Mindestanforderungen an die Referenz A aus dem Bereich Projektsteuerung Infrastrukturmassnahme (Ausschlusskriterien):
Die folgenden Anforderungen werden an die Referenz A im Bereich Infrastruktur gestellt. Es handelt sich hierbei um K.O.-Kriterien. Die Nichteinhaltung führt zum Ausschluss der Bewerbung.

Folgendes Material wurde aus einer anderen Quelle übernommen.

PR #1066, opened 2024-12-12
packages/nixos: minimize image size

msanft:
Previously, our bare-metal Kata image weighed in at around 838MB. This PR reduces its size to about 561MB. It does so by incorporating the following changes:

- Remove Nix (CLI, daemon and store database) from the image closure. Since our image is immutable anyways, we do not need to include this anyways. Removing this saves around 188MB in image size.
- Remove Perl and Python interpreters from the image closure. These are only required for parts Nix' traditional "activation" mechanism, all of which have non-interpreter alternatives available. A tangible example for this is the population of `/etc`, which traditionally was implemented in Perl, but now has an overlayfs-based alternative for available. This saves around 90MB in image size.

Minimizations for the GPU-enabled image are intentionally deferred to be implemented in a follow-up PR.

### DIFF
--- a/packages/nixos/kata.nix
+++ b/packages/nixos/kata.nix
@@ -87,12 +87,8 @@ in
     };
 
     networking.resolvconf.enable = false;
-    systemd.tmpfiles.settings."10-etc-resolvconf"."/etc/resolv.conf".f = {
-      group = "root";
-      mode = "0755";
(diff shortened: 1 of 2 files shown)


burgerdev (approved):
Great job, thanks!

— Eine Infrastrukturmaßnahme aus dem Bereich Ingenieurbauwerke (Wasserversorgung, Abwasserentsorgung, Fernwärme/-kälte) gemäß §§ 41, 43 HOAI, ggf. in Kombination mit Verkehrsanlagen (Straßenverkehr) gemäß §§ 45, 47 HOAI;
— Projektgröße: anrechenbare Kosten gemäß § 42 HOAI mindestens 1 500 000 EUR netto.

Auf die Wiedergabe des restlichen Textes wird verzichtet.